Among the following entries, count the lines that contain "checked" and report only the result.

--

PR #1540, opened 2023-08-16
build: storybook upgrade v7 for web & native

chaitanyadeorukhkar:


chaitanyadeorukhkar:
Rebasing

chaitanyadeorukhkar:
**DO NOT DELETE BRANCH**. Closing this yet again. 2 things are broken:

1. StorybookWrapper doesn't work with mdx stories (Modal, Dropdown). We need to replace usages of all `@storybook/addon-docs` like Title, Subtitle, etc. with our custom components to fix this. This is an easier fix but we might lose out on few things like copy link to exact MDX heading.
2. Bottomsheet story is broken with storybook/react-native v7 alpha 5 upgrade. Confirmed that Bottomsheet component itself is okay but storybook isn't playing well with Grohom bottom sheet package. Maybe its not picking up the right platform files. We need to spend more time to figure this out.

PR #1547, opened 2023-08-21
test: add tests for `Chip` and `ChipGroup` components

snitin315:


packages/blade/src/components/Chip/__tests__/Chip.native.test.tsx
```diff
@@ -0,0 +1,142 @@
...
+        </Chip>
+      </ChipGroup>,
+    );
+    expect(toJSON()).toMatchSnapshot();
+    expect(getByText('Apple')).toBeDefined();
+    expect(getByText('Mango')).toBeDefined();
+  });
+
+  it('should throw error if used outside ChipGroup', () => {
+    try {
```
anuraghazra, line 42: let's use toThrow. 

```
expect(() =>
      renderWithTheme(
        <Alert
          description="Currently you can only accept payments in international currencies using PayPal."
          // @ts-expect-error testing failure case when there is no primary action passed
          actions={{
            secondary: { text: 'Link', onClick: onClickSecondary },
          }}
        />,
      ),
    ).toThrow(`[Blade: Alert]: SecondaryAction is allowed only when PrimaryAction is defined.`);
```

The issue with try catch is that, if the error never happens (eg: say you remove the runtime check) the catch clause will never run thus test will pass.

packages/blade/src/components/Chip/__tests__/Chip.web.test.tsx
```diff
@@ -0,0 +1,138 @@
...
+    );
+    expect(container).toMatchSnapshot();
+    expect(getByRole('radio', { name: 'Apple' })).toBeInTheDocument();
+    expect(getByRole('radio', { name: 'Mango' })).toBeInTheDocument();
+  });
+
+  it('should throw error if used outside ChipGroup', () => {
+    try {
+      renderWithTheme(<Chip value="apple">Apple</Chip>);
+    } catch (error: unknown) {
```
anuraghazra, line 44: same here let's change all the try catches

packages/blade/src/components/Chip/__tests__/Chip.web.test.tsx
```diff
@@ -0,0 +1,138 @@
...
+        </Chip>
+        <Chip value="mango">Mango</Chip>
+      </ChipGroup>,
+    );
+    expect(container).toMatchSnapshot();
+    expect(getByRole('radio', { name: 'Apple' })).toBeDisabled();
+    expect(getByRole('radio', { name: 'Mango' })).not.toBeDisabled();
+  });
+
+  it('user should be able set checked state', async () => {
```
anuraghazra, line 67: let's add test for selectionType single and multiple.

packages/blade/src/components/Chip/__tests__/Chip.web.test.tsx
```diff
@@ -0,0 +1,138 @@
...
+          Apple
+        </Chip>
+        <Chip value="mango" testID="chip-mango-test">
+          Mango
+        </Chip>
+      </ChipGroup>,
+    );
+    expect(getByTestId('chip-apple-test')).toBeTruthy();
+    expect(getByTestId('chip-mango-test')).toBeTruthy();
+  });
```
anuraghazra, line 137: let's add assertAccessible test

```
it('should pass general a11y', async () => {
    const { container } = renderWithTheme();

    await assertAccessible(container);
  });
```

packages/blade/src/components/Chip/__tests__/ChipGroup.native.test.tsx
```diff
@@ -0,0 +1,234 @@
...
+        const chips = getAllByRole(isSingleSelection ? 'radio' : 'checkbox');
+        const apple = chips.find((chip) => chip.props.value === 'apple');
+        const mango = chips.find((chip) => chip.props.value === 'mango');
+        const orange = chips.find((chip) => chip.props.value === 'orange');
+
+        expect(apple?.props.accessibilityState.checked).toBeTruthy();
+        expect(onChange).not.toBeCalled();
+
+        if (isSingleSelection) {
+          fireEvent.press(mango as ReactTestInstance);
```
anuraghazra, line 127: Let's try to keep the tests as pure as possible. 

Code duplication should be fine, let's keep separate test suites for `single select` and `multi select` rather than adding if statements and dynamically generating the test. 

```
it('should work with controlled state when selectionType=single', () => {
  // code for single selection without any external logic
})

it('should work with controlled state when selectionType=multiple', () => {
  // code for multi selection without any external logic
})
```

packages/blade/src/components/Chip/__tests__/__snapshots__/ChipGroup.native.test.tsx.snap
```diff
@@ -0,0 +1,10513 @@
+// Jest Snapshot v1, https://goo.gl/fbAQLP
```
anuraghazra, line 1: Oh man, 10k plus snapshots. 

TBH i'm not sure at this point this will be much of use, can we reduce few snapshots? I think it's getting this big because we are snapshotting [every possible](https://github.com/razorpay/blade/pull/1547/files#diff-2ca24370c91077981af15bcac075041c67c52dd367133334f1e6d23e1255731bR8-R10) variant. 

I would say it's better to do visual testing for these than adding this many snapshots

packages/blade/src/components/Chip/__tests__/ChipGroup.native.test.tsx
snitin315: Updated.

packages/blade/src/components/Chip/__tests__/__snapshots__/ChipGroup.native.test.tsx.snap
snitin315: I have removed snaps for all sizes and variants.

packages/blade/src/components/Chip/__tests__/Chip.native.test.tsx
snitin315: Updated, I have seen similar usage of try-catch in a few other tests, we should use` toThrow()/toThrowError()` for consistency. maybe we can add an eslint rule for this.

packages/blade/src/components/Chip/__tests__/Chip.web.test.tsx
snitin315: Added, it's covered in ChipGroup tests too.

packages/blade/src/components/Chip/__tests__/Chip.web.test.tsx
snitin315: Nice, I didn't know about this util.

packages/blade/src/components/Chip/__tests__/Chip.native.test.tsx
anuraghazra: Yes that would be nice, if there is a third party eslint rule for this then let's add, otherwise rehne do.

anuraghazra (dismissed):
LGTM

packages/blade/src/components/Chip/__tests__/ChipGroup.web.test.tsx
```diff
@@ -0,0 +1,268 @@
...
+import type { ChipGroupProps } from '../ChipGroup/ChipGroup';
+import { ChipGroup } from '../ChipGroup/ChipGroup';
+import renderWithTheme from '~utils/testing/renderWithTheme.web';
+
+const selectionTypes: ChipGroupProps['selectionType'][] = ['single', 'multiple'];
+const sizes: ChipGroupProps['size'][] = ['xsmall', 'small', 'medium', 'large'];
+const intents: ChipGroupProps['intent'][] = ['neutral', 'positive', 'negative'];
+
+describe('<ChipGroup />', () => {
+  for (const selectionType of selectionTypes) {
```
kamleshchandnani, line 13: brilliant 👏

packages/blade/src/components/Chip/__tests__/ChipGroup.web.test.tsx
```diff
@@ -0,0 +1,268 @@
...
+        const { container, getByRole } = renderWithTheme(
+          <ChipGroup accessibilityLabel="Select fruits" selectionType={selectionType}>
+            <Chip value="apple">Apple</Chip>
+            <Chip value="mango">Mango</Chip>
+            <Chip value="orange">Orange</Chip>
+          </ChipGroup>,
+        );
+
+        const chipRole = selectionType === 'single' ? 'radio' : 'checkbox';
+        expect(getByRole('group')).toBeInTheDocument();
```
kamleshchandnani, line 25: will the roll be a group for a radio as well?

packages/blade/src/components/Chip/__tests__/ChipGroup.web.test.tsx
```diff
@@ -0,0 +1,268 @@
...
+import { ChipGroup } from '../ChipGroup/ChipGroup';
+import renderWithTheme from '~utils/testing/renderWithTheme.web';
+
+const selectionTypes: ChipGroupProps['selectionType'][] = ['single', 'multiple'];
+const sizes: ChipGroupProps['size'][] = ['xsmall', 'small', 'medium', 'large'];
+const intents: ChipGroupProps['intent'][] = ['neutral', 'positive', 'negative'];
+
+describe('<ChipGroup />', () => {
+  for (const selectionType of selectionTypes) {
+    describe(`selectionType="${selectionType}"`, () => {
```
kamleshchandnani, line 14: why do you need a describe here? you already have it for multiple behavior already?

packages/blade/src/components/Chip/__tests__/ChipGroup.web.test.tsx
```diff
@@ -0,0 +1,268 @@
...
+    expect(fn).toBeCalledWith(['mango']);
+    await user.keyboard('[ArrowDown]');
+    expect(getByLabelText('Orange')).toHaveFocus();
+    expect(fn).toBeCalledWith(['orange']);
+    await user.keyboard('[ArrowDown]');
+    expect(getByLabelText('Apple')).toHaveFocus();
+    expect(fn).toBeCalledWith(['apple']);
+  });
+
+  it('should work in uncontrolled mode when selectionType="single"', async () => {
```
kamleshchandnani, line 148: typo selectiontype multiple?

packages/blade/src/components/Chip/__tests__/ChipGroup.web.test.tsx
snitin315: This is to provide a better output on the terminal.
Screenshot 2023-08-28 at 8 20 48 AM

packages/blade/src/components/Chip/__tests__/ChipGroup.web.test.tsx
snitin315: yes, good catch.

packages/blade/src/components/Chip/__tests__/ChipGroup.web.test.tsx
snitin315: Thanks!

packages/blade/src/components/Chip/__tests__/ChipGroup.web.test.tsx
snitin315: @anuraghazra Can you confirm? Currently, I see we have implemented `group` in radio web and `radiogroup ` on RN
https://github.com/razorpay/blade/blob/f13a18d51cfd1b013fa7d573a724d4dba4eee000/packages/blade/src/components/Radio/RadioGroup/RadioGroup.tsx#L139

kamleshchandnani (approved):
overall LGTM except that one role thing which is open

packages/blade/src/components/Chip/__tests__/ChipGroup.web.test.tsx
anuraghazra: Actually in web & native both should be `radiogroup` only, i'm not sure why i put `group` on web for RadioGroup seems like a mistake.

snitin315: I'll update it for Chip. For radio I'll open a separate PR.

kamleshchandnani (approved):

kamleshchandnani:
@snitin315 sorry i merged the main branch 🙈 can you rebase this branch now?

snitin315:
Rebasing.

--

» **Output of the task**:
2